PR #2156, opened 2018-12-03
Validate OpForwardPointer

s-perron:
The validator does not have a a check that OpForwardPointer is giving
a forward reference to a pointer type.  We add that check.

https://crbug.com/910852

### DIFF
--- a/source/val/validate_type.cpp
+++ b/source/val/validate_type.cpp
@@ -296,10 +296,25 @@ spv_result_t ValidateTypeFunction(ValidationState_t& _,
   return SPV_SUCCESS;
 }
 
+spv_result_t ValidateTypeForwardPointer(ValidationState_t& _,
+                                        const Instruction* inst) {
+  const auto pointer_type_id = inst->GetOperandAs<uint32_t>(0);
+  const auto pointer_type_inst = _.FindDef(pointer_type_id);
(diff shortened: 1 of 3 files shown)


source/val/validate_type.cpp
```diff
@@ -296,10 +291,25 @@ spv_result_t ValidateTypeFunction(ValidationState_t& _,
   return SPV_SUCCESS;
 }
 
+spv_result_t ValidateTypeForwardPointer(ValidationState_t& _,
```
alan-baker: I would also suggest validating that the storage classes match if the first check passes.

source/val/validate_type.cpp
```diff
@@ -296,10 +291,25 @@ spv_result_t ValidateTypeFunction(ValidationState_t& _,
...
+                                        const Instruction* inst) {
+  const auto pointer_type_id = inst->GetOperandAs<uint32_t>(0);
+  const auto pointer_type_inst = _.FindDef(pointer_type_id);
+  if (pointer_type_inst->opcode() != SpvOpTypePointer) {
+    return _.diag(SPV_ERROR_INVALID_ID, inst)
+           << "Pointer type in OpForwardPointer is not a pointer type.";
```
alan-baker: OpTypeForwardPointer

PR #2157, opened 2018-12-03
Remove undefined behaviour when folding shifts.

s-perron:
We currently simulate all shift operations when the two operand are
constants.  The problem is that if the shift amount is larger than
32, the result is undefined.

I'm changing the folder to return 0 if the shift value is too high.
That way, we will have defined behaviour.

https://crbug.com/910937.


s-perron:
@dnovillo Have I addressed all of your issues?

dnovillo:
> @dnovillo Have I addressed all of your issues?

Yes.  Thanks.

PR #2472, opened 2019-03-21
Improve reducer algorithm and other changes

### LINKED ISSUE #2475: reduce: improve core algorithm
The core reducer algorithm has some quirks and minor bugs. It has missed out on some changes that were made to the (almost identical) GraphicsFuzz core reducer algorithm.

### LINKED ISSUE #2476: reduce: add --fail-on-reduction-error and ensure tests fail on a reduction error

paulthomson:
Fix #2475. Fix #2476. 

* Improve reducer algorithm: shrink granularity, remove an early return, no lazy initialization, notify pass if binary is interesting, add comments.
* Add fail-on-validation-error option to fail a reduction if an invalid state is reached; useful for tests.
* Set fail-on-validation-error in tests.
* Improve some documentation comments.
* Add Reducer::AddDefaultReductionPasses so tests (and other library consumers) can add the default reduction passes.
* Add CLIMessageConsumer in test_reduce so we can see messages for tricky tests.
* Remove test RemoveUnreferencedInstructionReductionPassTest_ApplyReduction because it was indirectly testing the reduction algorithm, not the RemoveUnreferencedInstruction pass.
* Tweak tests where needed.

### DIFF
--- a/include/spirv-tools/libspirv.h
+++ b/include/spirv-tools/libspirv.h
@@ -557,14 +557,17 @@ SPIRV_TOOLS_EXPORT spv_reducer_options spvReducerOptionsCreate();
 // Destroys the given reducer options object.
 SPIRV_TOOLS_EXPORT void spvReducerOptionsDestroy(spv_reducer_options options);
 
-// Records the maximum number of reduction steps that should run before the
-// reducer gives up.
+// Sets the maximum number of reduction steps that should run before the reducer
+// gives up.
 SPIRV_TOOLS_EXPORT void spvReducerOptionsSetStepLimit(
     spv_reducer_options options, uint32_t step_limit);
 
-// Sets seed for random number generation.
-SPIRV_TOOLS_EXPORT void spvReducerOptionsSetSeed(spv_reducer_options options,
-                                                 uint32_t seed);
+// Sets the fail-on-validation-error option; if true, the reducer will return
+// kStateInvalid if a reduction step yields a state that fails SPIR-V
+// validation. Otherwise, an invalid state is treated as uninteresting and the
+// reduction backtracks and continues.
+SPIRV_TOOLS_EXPORT void spvReducerOptionsSetFailOnValidationError(
+    spv_reducer_options options, bool fail_on_validation_error);
 
 // Encodes the given SPIR-V assembly text to its binary representation. The
 // length parameter specifies the number of bytes for text. Encoded binary will
--- a/source/reduce/reducer.cpp
+++ b/source/reduce/reducer.cpp
@@ -15,10 +15,17 @@
 #include <cassert>
 #include <sstream>
 
+#include "source/reduce/merge_blocks_reduction_opportunity_finder.h"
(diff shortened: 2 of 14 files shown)


include/spirv-tools/libspirv.h
```diff
@@ -557,14 +557,17 @@ SPIRV_TOOLS_EXPORT spv_reducer_options spvReducerOptionsCreate();
...
 SPIRV_TOOLS_EXPORT void spvReducerOptionsDestroy(spv_reducer_options options);
 
-// Records the maximum number of reduction steps that should run before the
-// reducer gives up.
+// Sets the maximum number of reduction steps that should run before the reducer
+// gives up.
 SPIRV_TOOLS_EXPORT void spvReducerOptionsSetStepLimit(
     spv_reducer_options options, uint32_t step_limit);
 
-// Sets seed for random number generation.
```
paulthomson: This was left in accidentally I think.

source/reduce/reducer.cpp
```diff
@@ -153,6 +168,25 @@ Reducer::ReductionResultStatus Reducer::Run(
   return Reducer::ReductionResultStatus::kComplete;
 }
 
+void Reducer::AddDefaultReductionPasses() {
```
paulthomson: As explained in PR description, I have added this so tests (and other library consumers) can get a reducer with the default reduction passes. Otherwise, this code was only in `tool/reduce.cpp`

test/reduce/reduce_test_util.cpp
```diff
@@ -68,5 +70,28 @@ void NopDiagnostic(spv_message_level_t /*level*/, const char* /*source*/,
                    const spv_position_t& /*position*/,
                    const char* /*message*/) {}
 
+
```
paulthomson: This is not used yet, but can be used when debugging tests and could be used in larger, more complex tests to ensure there is some information.

test/reduce/remove_unreferenced_instruction_test.cpp
```diff
@@ -83,149 +87,14 @@ TEST(RemoveUnreferencedInstructionReductionPassTest, RemoveStores) {
   ASSERT_TRUE(ops[1]->PreconditionHolds());
   ops[1]->TryToApply();
 
-  CheckEqual(env, expected, context.get());
-}
-
-TEST(RemoveUnreferencedInstructionReductionPassTest, ApplyReduction) {
```
paulthomson: This test was essentially testing the reducer algorithm, not the remove unreferenced instruction pass, so I removed it. I extended the test above slightly too, which is basically doing the same thing without testing the reducer algorithm.

include/spirv-tools/libspirv.h
afd: Good catch.

source/reduce/reducer.cpp
afd: Good idea.

test/reduce/remove_unreferenced_instruction_test.cpp
afd: Thanks.

PR #2473, opened 2019-03-21
Validate that OpUnreacahble is not statically reachable

alan-baker:
* Adds a validator check that ensures no block reachable from the entry
block is terminated by OpUnreachable
* Updated tests
* Added new tests

This came about from #2456. Adds a better error than what the validator caught for that case.


alegal-arm:
Which validation rule did this PR implement? I don't see anything in the spec that refers to  "statically (un)reachable". The CTS uses OpUnreachable for dynamically unreachable blocks.

alan-baker:
Dynamically unreachable blocks are still reachable in the CFG. OpUnreachable says it declares the block cannot be reached in the CFG.

PR #2481, opened 2019-03-27
Add pass to generate needed initializers for WebGPU

### LINKED ISSUE #2387: When converting to WebGPU create needed initializers
Variables of the storages classes: Output, Private, and Function, in WebGPU must have initializers. The simplest thing to do is add initializing to null for those that are currently missing. This will be correct, but not necessarily optimal.

zoddicus:
Fixes #2387

### DIFF
--- a/source/opt/generate_webgpu_initializers_pass.cpp
+++ b/source/opt/generate_webgpu_initializers_pass.cpp
@@ -40,7 +40,6 @@ bool NeedsWebGPUInitializer(Instruction* inst) {
 }  // namespace
 
 Pass::Status GenerateWebGPUInitializersPass::Process() {
-  auto constant_mgr = context()->get_constant_mgr();
   auto* module = context()->module();
   bool changed = false;
 
@@ -50,8 +49,7 @@ Pass::Status GenerateWebGPUInitializersPass::Process() {
     Instruction* inst = &(*iter);
 
     if (inst->opcode() == SpvOpConstantNull) {
-      auto* type = constant_mgr->GetType(inst);
-      null_constant_type_map_[type] = inst;
+      null_constant_type_map_[inst->type_id()] = inst;
       seen_null_constants_.insert(inst);
       continue;
     }
@@ -63,10 +61,8 @@ Pass::Status GenerateWebGPUInitializersPass::Process() {
     auto* constant_inst = GetNullConstantForVariable(inst);
     if (seen_null_constants_.find(constant_inst) ==
         seen_null_constants_.end()) {
-      constant_inst->RemoveFromList();
       constant_inst->InsertBefore(inst);
-      auto* type = constant_mgr->GetType(constant_inst);
-      null_constant_type_map_[type] = inst;
+      null_constant_type_map_[inst->type_id()] = inst;
       seen_null_constants_.insert(inst);
     }
     AddNullInitializerToVariable(constant_inst, inst);
@@ -92,18 +88,16 @@ Pass::Status GenerateWebGPUInitializersPass::Process() {
 Instruction* GenerateWebGPUInitializersPass::GetNullConstantForVariable(
     Instruction* variable_inst) {
   auto constant_mgr = context()->get_constant_mgr();
-  auto* constant_type = context()
-                            ->get_constant_mgr()
-                            ->GetType(variable_inst)
-                            ->AsPointer()
-                            ->pointee_type();
+  auto* def_use_mgr = get_def_use_mgr();
 
-  if (null_constant_type_map_.find(constant_type) ==
-      null_constant_type_map_.end()) {
+  auto* ptr_inst = def_use_mgr->GetDef(variable_inst->type_id());
+  auto type_id = ptr_inst->GetInOperand(1).words[0];
+  if (null_constant_type_map_.find(type_id) == null_constant_type_map_.end()) {
+    auto* constant_type = context()->get_type_mgr()->GetType(type_id);
     auto* constant = constant_mgr->GetConstant(constant_type, {});
     return constant_mgr->GetDefiningInstruction(constant);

Exercise: Tell how many lines in the data hold the string "tests". Only the number is wanted.

Output of the task: 10